I am detailing the interior of my AMS shorty cabbose and I'm trying to find the color used for the interior. It's kind of a cross between light green and blue-green. Mainly interested in color used by the D&RGW in the 1930's and forties.


----------



## George Schreyer (Jan 16, 2009)

Based on the ones that I've been in, common colors are a light green and a yellow/cream color


----------



## K27_463 (Jan 2, 2008)

DRGW most certainly light green. Krylon jade green satin works very well and looks great in a caboose interior.
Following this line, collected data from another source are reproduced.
Issue #389, opened 2023-01-04
go mod has error


hantmac:
I fork the code and execute `go get ./...` but got an error:

```
github.com/IBM/nzgo/v14: cannot find module providing package github.com/IBM/nzgo/v14
```

And I can not find the module `github.com/IBM/nzgo/v14` in project `github.com/IBM/nzgo` but I found `github.com/IBM/nzgo/v12` instead.

kenshaw:
I believe this is due to using an older version of Go. Closing this issue, as I have no issues with v14 of the driver.

hantmac:
> I believe this is due to using an older version of Go. Closing this issue, as I have no issues with v14 of the driver.

But I have not found the v14 driver in [this repo](github.com/IBM/nzgo).

<img width="1233" alt="image" src="https://user-images.githubusercontent.com/7600925/210729055-2133dd2c-3b2d-410b-8055-dcdb9db7d459.png">

hantmac:
@kenshaw The newest version of it is v12. Where is the 'v14' module?

nineinchnick:
Maybe the maintainers have published it by mistake and deleted it but it got cached? BTW [the docs page](https://pkg.go.dev/github.com/IBM/nzgo?tab=versions) still shows both v12 and v14.

nineinchnick:
Also these work:
```bash
% go list -m --versions github.com/IBM/nzgo/v14
github.com/IBM/nzgo/v14 v14.0.0
% go list -m --versions github.com/IBM/nzgo/v12
github.com/IBM/nzgo/v12 v12.0.1 v12.0.3 v12.0.5 v12.0.6 v12.0.7 v12.0.8
```

hantmac:
It got cached. I clone the code and can not found the module.

```
❯ go get ./...
go: github.com/IBM/nzgo/v14@v14.0.0: reading https://goproxy.io/github.com/%21i%21b%21m/nzgo/v14/@v/v14.0.0.mod: 404 Not Found
        server response: not found: github.com/IBM/nzgo/v14@v14.0.0: invalid version: unknown revision v14.0.0
❯ go list -m --versions github.com/IBM/nzgo/v14
go: github.com/IBM/nzgo/v14@v14.0.0: reading https://goproxy.io/github.com/%21i%21b%21m/nzgo/v14/@v/v14.0.0.info: 404 Not Found
        server response: not found: github.com/IBM/nzgo/v14@v14.0.0: invalid version: unknown revision v14.0.0

```

[...]

PR #390, opened 2023-01-04
fix: wrong mod version

hantmac:
Fix https://github.com/xo/usql/issues/389


kenshaw:
I have no build issues with v14. I'm guessing this is due to using an older version of Go. I'd suggest upgrading. Closing this PR, unless you can give me some kind of other concrete reason. Thanks for your work here.

PR #400, opened 2023-03-15
snowflake: enable multi-line comments

sfc-gh-pbennes:
Snowflake supports `/* */` comments, so lets enable them on the usql driver side.

Screenshot 2023-03-14 at 10 40 27 PM


sfc-gh-pbennes:
Thanks Ken!

PR #407, opened 2023-04-12
Fix FlightSQL driver

srebhan:
Not all FlightSQL backends support `SELECT version()` so we should not make any assumptions. The same holds for comment support. This PR registers an empty driver to prevent errors when connecting.

### DIFF
--- a/drivers/flightsql/flightsql.go
+++ b/drivers/flightsql/flightsql.go
@@ -4,25 +4,10 @@
 package flightsql
 
 import (
-	"context"
-
 	_ "github.com/apache/arrow/go/v12/arrow/flight/flightsql/driver" // DRIVER
 	"github.com/xo/usql/drivers"
 )
 
 func init() {
-	drivers.Register("flightsql", drivers.Driver{
-		AllowMultilineComments: true,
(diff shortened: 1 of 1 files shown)


kenshaw:
@srebhan I thought that might be the case. Instead of not doing any version string, I'd prefer if this just ignore the error and return "FlightSQL <unknown>".

kenshaw:
@srebhan for what it's worth, the only container image I could find was the `docker.io/voltrondata/flight-sql` image. If you have a better/more useful image to use, I'd gladly change my testing to using it.

srebhan:
@kenshaw currently there is no docker image available for the database I'm testing against. Will let you know once this changes.

kenshaw:
@srebhan I apologize; I forgot that I had the `drivers` package do a default version query when no `Version` hook was provided to the `drivers.Driver` definition. As such, your original submission of just `drivers.Driver{}` would have been the most correct. Sorry! It's been about 6 years since I originally wrote that, and details escaped me.

srebhan:
@kenshaw no worries! We are all humans... Except for the machines... and the animals. ;-)

Issue #235, opened 2021-04-19
Index type is always "index" in `\d` for PostgreSQL


nineinchnick:
When describing indexes using `\d` it should say what's the kind of the index, like is it a `btree` or `gist` in PostgreSQL, but it's always set to `index`.

kenshaw:
I'll check this and add to the repo if it checks out. Thanks!

PR #415, opened 2023-05-25
Fix wrong index access method in PostgreSQL \d \di slash commands

kozikowskik:
Changes related to Issue #235. These changes fix the wrong index type returned by PostgreSQL slash commands.

### DIFF
--- a/drivers/metadata/postgres/metadata.go
+++ b/drivers/metadata/postgres/metadata.go
@@ -277,11 +277,17 @@ SELECT
   c.relname as "Name",
   CASE i.indisprimary WHEN TRUE THEN 'YES' ELSE 'NO' END,
   CASE i.indisunique WHEN TRUE THEN 'YES' ELSE 'NO' END,
-  CASE c.relkind WHEN 'r' THEN 'table' WHEN 'v' THEN 'view' WHEN 'm' THEN 'materialized view' WHEN 'i' THEN 'index' WHEN 'S' THEN 'sequence' WHEN 's' THEN 'special' WHEN 'f' THEN 'foreign table' WHEN 'p' THEN 'partitioned table' WHEN 'I' THEN 'partitioned index' END as "Type"
+  COALESCE(am.amname, 
+  	CASE c.relkind 
+		WHEN 'i' THEN 'index' 
+		WHEN 'I' THEN 'partitioned index' 
+	END
+   ) as "Type"
 FROM pg_catalog.pg_class c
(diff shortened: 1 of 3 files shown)


drivers/metadata/metadata.go
```diff
@@ -466,14 +467,15 @@ func (i IndexSet) Get() *Index {
...
-	Columns   string
+	Catalog      string
+	Schema       string
+	Table        string
+	Name         string
+	IsPrimary    Bool
+	IsUnique     Bool
+	Type         string
+	Columns      string
+	AccessMethod string
```
nineinchnick, line 478: Is there a case when both index type and access method are used at the same time? If not, maybe we shouldn't add a new field here and only return access method as the type in the postgresql driver? The query that fetched this should use COALESCE

kozikowskik: I added suggested changes.

drivers/metadata/postgres/metadata.go
```diff
@@ -277,11 +277,24 @@ SELECT
   c.relname as "Name",
   CASE i.indisprimary WHEN TRUE THEN 'YES' ELSE 'NO' END,
   CASE i.indisunique WHEN TRUE THEN 'YES' ELSE 'NO' END,
-  CASE c.relkind WHEN 'r' THEN 'table' WHEN 'v' THEN 'view' WHEN 'm' THEN 'materialized view' WHEN 'i' THEN 'index' WHEN 'S' THEN 'sequence' WHEN 's' THEN 'special' WHEN 'f' THEN 'foreign table' WHEN 'p' THEN 'partitioned table' WHEN 'I' THEN 'partitioned index' END as "Type"
+  COALESCE(am.amname, 
+  	CASE c.relkind 
+		WHEN 'r' THEN 'table'
```
nineinchnick, line 282: Nit: there's a condition below to only include `relkind` of `i`, `I` and empty. Can you remove other cases here?

nineinchnick (approved):

drivers/metadata/metadata.go
```diff
@@ -466,14 +466,14 @@ func (i IndexSet) Get() *Index {
...
-	Type      string
-	Columns   string
+	Catalog      string
+	Schema       string
+	Table        string
+	Name         string
+	IsPrimary    Bool
+	IsUnique     Bool
+	Type         string
+	Columns      string
```
nineinchnick, line 476: Revert this change

PR #417, opened 2023-06-05
Add support for custom tls config in Vertica driver

vilderxyz:
Vertica driver supports [custom TLS configuration](https://github.com/vertica/vertica-sql-go#using-custom-tls-config), but the path to the custom CA needs to be passed somehow. I was considering adding it as a variable or as a connection string query. Finally, I found that passing it in queries was sufficient for me. This approach has worked for me, so I have decided to create a pull request and share my small changes.

Let me know how you feel about it. I am open to discussion and ready to make adjustments to ensure that these changes align with your requirements.

With this change, an example connection string with path to custom CA would look like this - vertica://user:password@host:port/database?tlsmode=/path/to/ca

12.06.2023:
- with those changes, secure connection with custom TLS config can be established via `vertica://<user>:<password>@<host>:<port>/<database>?tlsmode=server-strict&ca_path=/path/to/ca`, where `ca_path` is one of custom config. The solution allows to support more of [TLS options](https://pkg.go.dev/crypto/tls#Config) in the connection's string query if added to `customTlsConfig` map.

### DIFF
--- a/drivers/vertica/vertica.go
+++ b/drivers/vertica/vertica.go
@@ -5,16 +5,65 @@ package vertica
 
 import (
 	"context"
+	"crypto/tls"
+	"crypto/x509"
+	"database/sql"
+	"fmt"
+	"io"
+	"net/url"
 	"os"
 	"regexp"
 	"strings"
 
-	_ "github.com/vertica/vertica-sql-go" // DRIVER
+	vertigo "github.com/vertica/vertica-sql-go" // DRIVER
 	"github.com/vertica/vertica-sql-go/logger"
+	"github.com/xo/dburl"
 	"github.com/xo/usql/drivers"
 )
 
 func init() {
+	// List of custom TLS configurations that may be applied via query in connection string.
+	customTlsConfig := map[string]func(string, *tls.Config) error{
+		"ca_path": func(queryValue string, c *tls.Config) error {
+			rootCertPool := x509.NewCertPool()
+
+			pem, err := os.ReadFile(queryValue)
+			if err != nil {
+				return err
+			}
+
+			if ok := rootCertPool.AppendCertsFromPEM(pem); !ok {
+				return fmt.Errorf("error: failed to append pem to cert pool")
+			}
+
+			c.RootCAs = rootCertPool
+
+			return nil
+		},
+	}
+
+	hasCustomTlsConfig := func(queries url.Values) bool {
+		for key := range customTlsConfig {
+			if queries.Has(key) {
+				return true
+			}
+		}
+
+		return false
+	}
+
+	applyCustomTlsConfig := func(queries url.Values, tlsConfig *tls.Config) error {
+		for key, configFunction := range customTlsConfig {
+			if queries.Has(key) {
+				if err := configFunction(queries.Get(key), tlsConfig); err != nil {
+					return err
+				}
+			}
+		}
+
+		return nil
+	}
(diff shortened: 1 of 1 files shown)


drivers/vertica/vertica.go
```diff
@@ -30,6 +45,41 @@ func init() {
...
+					if err != nil {
+						return nil, err
+					}
+
+					if ok := rootCertPool.AppendCertsFromPEM(pem); !ok {
+						return nil, fmt.Errorf("error: failed to append pem to cert pool")
+					}
+
+					tlsConfig := &tls.Config{RootCAs: rootCertPool, ServerName: u.Hostname()}
+					if err := vertigo.RegisterTLSConfig("custom_tls_config", tlsConfig); err != nil {
```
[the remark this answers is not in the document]
vilderxyz: You're right, I did that strictly for simplicity because I couldn't resolve the case when the user added **tlsmode** and the **path to the certificate file** separately in the query, and I wasn't sure which one should take precedence. Overall, the custom tls config acts like **server-strict**, but it also trusts self-signed certificate in provided path.

And there must be only one **tlsmode** query at the end in connection string as described
- 'none' (default) = don't use SSL/TLS for this connection
- 'server' = server must support SSL/TLS, but skip verification (INSECURE!)
- 'server-strict' = server must support SSL/TLS
- {customName} = use custom registered tls.Config (see "Using custom TLS config" section below)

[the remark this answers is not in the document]
nineinchnick: It's better to be explicit than implicit, so I'd add additional validation to check that `tlsmode=server-strict` if an additional cert is provided in a separate parameter.

drivers/vertica/vertica.go
```diff
@@ -30,6 +79,35 @@ func init() {
 			}
 			return ver, nil
 		},
+		Open: func(_ context.Context, u *dburl.URL, stdout, stderr func() io.Writer) (func(string, string) (*sql.DB, error), error) {
+			return func(_ string, params string) (*sql.DB, error) {
```
nineinchnick, line 83: Nit: since there are two values being returned here, extract this function into a named one, to make this more readable.

drivers/vertica/vertica.go
```diff
@@ -30,6 +79,35 @@ func init() {
...
+				queries := u.Query()
+
+				if queries.Get("tlsmode") == "server-strict" && hasCustomTlsConfig(queries) {
```
nineinchnick, line 86: Avoid silently ignoring parameters and return an actionable error message instead.
```suggestion
				if hasCustomTlsConfig(queries) {
				    if queries.Get("tlsmode") != "server-strict" {
				        return nil, fmt.Errorf("error: when ca_path is set, tlsmode must be set to server-strict")
				    }
```

nineinchnick (approved):
Looks good, just two nitpicks.

drivers/vertica/vertica.go
vilderxyz: I believe I cannot extract nested function form here because it uses variable **u *dburl.URL** from local scope.

vodrazka:
hi @nineinchnick, do you know when this could be merged and released?

nineinchnick (approved):

nineinchnick:
Sorry, I forgot about it. LGTM, thank you for the contribution and your patience!

PR #418, opened 2023-06-12
Alternative readline

nineinchnick:
Use an alternative readline library.

This PR includes some refactoring, all as separate commits. The last commit is the one that actually adds the new readline library.


nineinchnick:
This is a draft, since I just checked if this builds and runs. I'll be doing more manual testing now. There are some issues with the completer.

PR #423, opened 2023-08-13
Add Ingres (Vector) database support

ildus:
Add Ingres (Actian Vector) database support to usql.

There are still things to do, but basic parts like metadata for tables, indexes, columns
are working.

Linked with Ingres library through cgo so it is disabled by default.


kenshaw:
I'll review this an the `dburl` PR later today.

kenshaw:
Is there a reason you aren't using the ODBC driver with Ingress? I'm extremely hesitant to add another CGO based driver, when the ODBC connection is available for this database. Additionally, the difficulty of testing this database, auditing this code, etc. when the driver is not published by the company behind this database, really makes an extremely challenging rationale for including this.

ildus:
I just prefer using OpenAPI, it is more transparent to use and easier to set up if you have a Vector installation. ODBC is another layer on top of OpenAPI and I was confused with strange and useless error messages when I was trying to use it. That's was the reason of writing OpenAPI wrapper in Go for usql.

ildus:
I'm closing this PR. I guess if anyone will need it, they will just have to use my fork.

kenshaw:
Hi @ildus I do appreciate your contribution here. But I did make a hard decision to not add any more CGO based drivers for less well known databases. Considering there's a ODBC driver available for this, in my humble opinion `usql` already supports this. Please understand that due to the necessity of making binary releases, and limited development time for `usql`, it's a matter of practicality. There's also a small philosophical angle that everything should be pure Go where possible. I would encourage you to reach out tho the Ingres/Vector database devs and ask them for a pure Go driver. Alternately, I'd suggest trying to reverse engineer / port their JDBC driver (which I think is pure Java?) if they're unwilling to make a pure Go driver available.

PR #429, opened 2023-10-19
add alter and drop autocomplete

### LINKED ISSUE #196: Autocomplete for DDL commands
Implement autocomplete for DDL commands like `CREATE`, `ALTER`, and `DROP`.

rubiagatra:
complete #196 

Hello @nineinchnick, I believe I've created the most commonly used ALTER and DROP autocompletions. Will this close #196, or do I need to be more comprehensive about this?


drivers/completer/completer.go
```diff
@@ -353,6 +353,17 @@ func (c completer) complete(previousWords []string, text []rune) [][]rune {
 	if TailMatches(IGNORE_CASE, previousWords, "CREATE", "TABLE", "*") || TailMatches(IGNORE_CASE, previousWords, "CREATE", "TEMP|TEMPORARY", "TABLE", "*") {
 		return CompleteFromList(text, "(")
 	}
+
+	/* Complete ALTER */
+	if TailMatches(IGNORE_CASE, previousWords, "ALTER") {
```
nineinchnick, line 358: This is a good start, but would be great if this also completed table names. See https://github.com/postgres/postgres/blob/master/src/bin/psql/tab-complete.c#L1814 for reference, and also check a few lines below how we already do this for `INSERT INTO`.

Completing other objects like index names would also be great, but we can stick to tables in this PR.

PR #452, opened 2024-03-26
add column-comment

ZeyuRemtes:
column of comments plz


drivers/metadata/informationschema/metadata.go
```diff
@@ -219,6 +219,7 @@ func (s InformationSchema) Columns(f metadata.Filter) (*metadata.ColumnSet, erro
 		s.clauses[ColumnsNumericScale],
 		s.clauses[ColumnsNumericPrecRadix],
 		s.clauses[ColumnsCharOctetLength],
+		"COLUMN_COMMENT",
```
nineinchnick, line 222: This doesn't work with PostgreSQL. It needs to be optional, configurable in specific drivers, same as other clauses above:
```
% go test github.com/xo/usql/drivers/metadata/informationschema/ -cleanup=0
2024/04/13 19:16:23 Could not read pgsql columns: pq: column "column_comment" does not exist
FAIL	github.com/xo/usql/drivers/metadata/informationschema	6.947s
FAIL
```

PR #455, opened 2024-04-10
Fix Clickhouse Test

murfffi:
Fix a couple of issues in drivers/clickhouse/clickhouse_test.go

- docker/cli and docker/docker versions in go.mod had gotten out of sync and the test didn't compile
- three function aliases were expected but not present in `select name from system.functions` . This is the case either for 22.7 used by the test or the latest Clickhouse. Looking at Clickhouse bugs like https://github.com/ClickHouse/ClickHouse/issues/48260 , Clickhouse rarely includes aliases in system.functions.

`go test ./drivers/clickhouse` passes with these changes.


murfffi:
My ultimate goal is to make pr improving \copy support for Clickhouse but didn't want to include unrelated test fixes there.

murfffi:
Thanks for taking a look, @nineinchnick !

PR #457, opened 2024-04-12
Fixes in \copy implementation for Clickhouse

murfffi:
A couple of fixes in the Copy function for Clickhouse:

- Don't prepare the SELECT statement that determines columns for the destination table as the Clickhouse driver omly supports preparing INSERT statements
- De-reference the pointers populated by Scan before supplying them to arguments of Exec because Clickhouse, in some cases, doesn't accept a pointer to an arguments, instead of the argument itself. For example, this happens when source database driver doesn't support ScanType() and the value populated by Scan is interface{}.

The new automated test fails without the fixes and succeeds with them.

### DIFF
--- a/drivers/clickhouse/clickhouse.go
+++ b/drivers/clickhouse/clickhouse.go
@@ -5,7 +5,10 @@
 package clickhouse
 
 import (
+	"context"
 	"database/sql"
+	"fmt"
+	"reflect"
 	"strconv"
 	"strings"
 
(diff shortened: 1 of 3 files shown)


murfffi:
The automated test could have been either in driver_test.go or in clickhouse_test.go . The copy test in driver_test.go
expects destination DB supports RowsAffected but Clickhouse doesn't. So I made a dedicated copy test in clickhouse_test.go. I can implement the other way but the code in drivers_test.go can become convoluted.

drivers/clickhouse/clickhouse.go
```diff
@@ -35,7 +38,82 @@ func init() {
...
+		valueRefs[i] = reflect.New(columnTypes[i].ScanType())
+		values[i] = valueRefs[i].Interface()
+	}
+	var n int64
+	for rows.Next() {
+		err = rows.Scan(values...)
+		if err != nil {
+			return n, fmt.Errorf("failed to scan row: %w", err)
+		}
+		//We can't use values... in Exec() below, because, in some cases, clickhouse
```
nineinchnick, line 97: Is this something that others drivers would also benefit from?

drivers/clickhouse/clickhouse.go
```diff
@@ -35,7 +38,82 @@ func init() {
...
+				return 0, fmt.Errorf("failed to execute query to determine target table columns: %w", err)
+			}
+			columns, err := colRows.Columns()
+			_ = colRows.Close()
+			if err != nil {
+				return 0, fmt.Errorf("failed to fetch target table columns: %w", err)
+			}
+			table += "(" + strings.Join(columns, ", ") + ")"
+		}
+		// TODO if the db supports multiple rows per insert, create batches of 10 rows
```
nineinchnick, line 68: Remove TODO comments from code and create a GitHub issue instead.

drivers/clickhouse/clickhouse.go
murfffi: Yes. I think both changes apply to the general drivers.CopyWithInsert implementation. More testing will be needed though since CopyWithInsert is used in 10 drivers.

drivers/clickhouse/clickhouse.go
murfffi: Done. https://github.com/xo/usql/issues/458 .

drivers/clickhouse/clickhouse.go
murfffi: How about doing this in three PRs

1. This PR fixes Clickhouse only at first
2. I do https://github.com/xo/usql/issues/458 for Clickhouse
3. Replace drivers.CopyWithInsert with this implementation + optional batching + the placeholder code currently in drivers.CopyWithInsert . Extend TestCopy drivers_test.go to include a source DB that doesn't support ScanType (e.g. csvq), and a target DB that only support prepared INSERT statements (e.g. Clickhouse, Databend).

Trying to go directly to step 3 will delay the fix for \copy for Clickhouse a lot .

PR #442, opened 2018-07-09
Artifact binlog on failure

slozier:


slozier:
Go figure it passes the one time I want it to fail...

PR #443, opened 2018-07-09
Fix #381

### LINKED ISSUE #381: `pip` should work after installation without needing to run `ipy -m ensurepip`
CPython Windows (and OSX) installers invoke `ensurepip` automatically as explained in [PEP-477](https://www.python.org/dev/peps/pep-0477/). IronPython Windows installer should do the same.

slide:
Add run of `ensurepip` to end of the installer


slozier:
Did you change the install folder on purpose? Won't it break VS integration?

slide:
No, I did not. That was something I didn't mean to commit. Good thing for reviews!

slozier:
Is it easy to make the ensurepip optional (but selected by default) in the installer?

slide:
Right now we don't have any component selection at all, so we would have to add that, which is not trivial as far as I remember.

slozier:
Alright. Something wrong with my installer. I'm stuck in a broken state (can't install or uninstall). Will have to look at it some more tomorrow.

PR #451, opened 2018-07-11
Fixes #21

### LINKED ISSUE #21: Strange behavior of symbolic group name on regular expression module.
_From @utgwkk on May 31, 2017 3:5_

The duplication of symbolic group names on regular expression is prohibited on CPython's `re` module.
https://docs.python.org/2/library/re.html#regular-expression-syntax 
>Group names must be valid Python identifiers, and each group name must be defined only once within a regular expression.

However, the following code returns no error on IronPython 2.7.7, and yields a strange value.
This code should be an error.

```
IronPython 2.7.7 (2.7.7.0) on .NET 4.0.30319.1 (32-bit)
Type "help", "copyright", "credits" or "license" for more information.
>>> import re
>>> ptn = re.compile(r'(?P<hoge>\w+):(?P<hoge>\w+)')
>>> ptn.match('hoge:fuga')
<RE_Match object at 0x000000000000006D>
>>> _.group('hoge')
'fuga'
```

_Copied from original issue: IronLanguages/main#1664_

slide:
Add check for named groups

### DIFF
--- a/Src/IronPython.Modules/re.cs
+++ b/Src/IronPython.Modules/re.cs
@@ -206,19 +206,11 @@ namespace IronPython.Modules {
         public class RE_Pattern : IWeakReferenceable {
             internal Regex _re;
             private PythonDictionary _groups;
-            private int _compileFlags;
+            private readonly int _compileFlags;
             private WeakRefTracker _weakRefTracker;
             internal ParsedRegex _pre;
 
-            internal RE_Pattern(CodeContext/*!*/ context, object pattern)
-                : this(context, pattern, 0) {
-            }
-
-            internal RE_Pattern(CodeContext/*!*/ context, object pattern, int flags) :
-                this(context, pattern, flags, false) {
-            }
-
-            internal RE_Pattern(CodeContext/*!*/ context, object pattern, int flags, bool compiled) {
+            internal RE_Pattern(CodeContext/*!*/ context, object pattern, int flags=0, bool compiled=false) {
                 _pre = PreParseRegex(context, ValidatePatternAsString(pattern));
                 try {
                     flags |= OptionToFlags(_pre.Options);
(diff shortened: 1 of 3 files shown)


Src/IronPython.Modules/re.cs
```diff
@@ -969,8 +962,26 @@ internal class ParsedRegex {
                                                 pattern = pattern.Substring(0, tmpIndex) + ">" + pattern.Substring(tmpIndex + 1);
                                             } else {
                                                 containsNamedGroup = true;
+                                                
+                                                // we need to look and see if the named group was already seen and throw an error if it was
+                                                if(nameIndex + 1 < pattern.Length && pattern[nameIndex + 1] == '<') {
+                                                    int tmpIndex = nameIndex + 2;
```
slozier: Isn't this just `string.IndexOf`?

slide: Yeah, just got into the mode of reusing what was above for some reason.

Src/IronPython.Modules/re.cs
```diff
@@ -960,17 +953,30 @@ internal class ParsedRegex {
...
+                                                
+                                                if (tmpIndex == -1) throw PythonExceptions.CreateThrowable(error(context), "unexpected end of regex");
 
                                                 pattern = pattern.Substring(0, tmpIndex) + ">" + pattern.Substring(tmpIndex + 1);
                                             } else {
-                                                containsNamedGroup = true;
+                                                containsNamedGroup = true;                                                
+                                                // we need to look and see if the named group was already seen and throw an error if it was
+                                                if(nameIndex + 1 < pattern.Length && pattern[nameIndex + 1] == '<') {
+                                                    int tmpIndex = pattern.IndexOf('>', nameIndex);
```
slozier: Could probably start at `nameIndex+2`, but it's a minor optimization (same thing above).

PR #452, opened 2018-07-11
Fixes #25

### LINKED ISSUE #25: Need a way to mark methods as hidden for certain OS's
_From @slide on September 20, 2016 22:22_

For instance, os.startfile should not exist on Posix OS's, only Windows.

_Copied from original issue: IronLanguages/main#1425_

slide:
Adds the ability to specify which platforms to hide a method for using the PythonHiddenAttribute.

I marked this as WIP because I would like some feedback on the naming and so forth so it's not confusing.

### DIFF
--- a/Tests/test_regressions.py
+++ b/Tests/test_regressions.py
@@ -1165,6 +1165,8 @@ class C:
         # this is not available on Linux systems
         if is_posix:
             self.assertRaises(AttributeError, lambda: os.startfile('/bin/bash'))
+        else:
+            self.assertTrue(hasattr(os, 'startfile'))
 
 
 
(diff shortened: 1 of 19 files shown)


slide:
Naming things is hard  :smile:

Tests/test_regressions.py
```diff
@@ -1158,4 +1158,14 @@ def test_ipy2_gh39(self):
         for i in rng:
             self.assertEqual(i, next(it))
 
+    @skipUnlessIronPython()
+    def test_ipy2_gh25(self):
+        """https://github.com/IronLanguages/ironpython2/issues/25"""
+
+        # this is not available on Linux systems
```
slozier: Maybe we should have the positive case as well? `hasattr(os, "startfile")`

PR #453, opened 2018-07-11
[WIP] Remove CustomTasks

slide:
This removes CustomTasks, instead relying on the tasks from MSBuildCommunityTasks that we are already using.


slozier:
What about generating a single CurrentVersion.Generated.cs instead of one per project? Maybe something to think about for the future.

Do not pay attention to the cap color, it is close to right on once sprayed. 

jonathan


----------



## Gary Armitstead (Jan 2, 2008)

Thanks guys for the tips on the color. 

Jonathan do you have the parts figured out for the lighting yet-batteries, LED's, etc.? Let me know when you are ready to send. Thank you.


----------



## San Juan (Jan 3, 2008)

For my caboose interiors, I used a paint called Model Masters RAF Interior Green


I brushed painted it for the cabeese. Took some time, but I really like the color when it dries. I started using this paint on our HO scale layout for anything from building interiors to F unit cab interiors. Had it around and it worked great for the big scale cabeese.


----------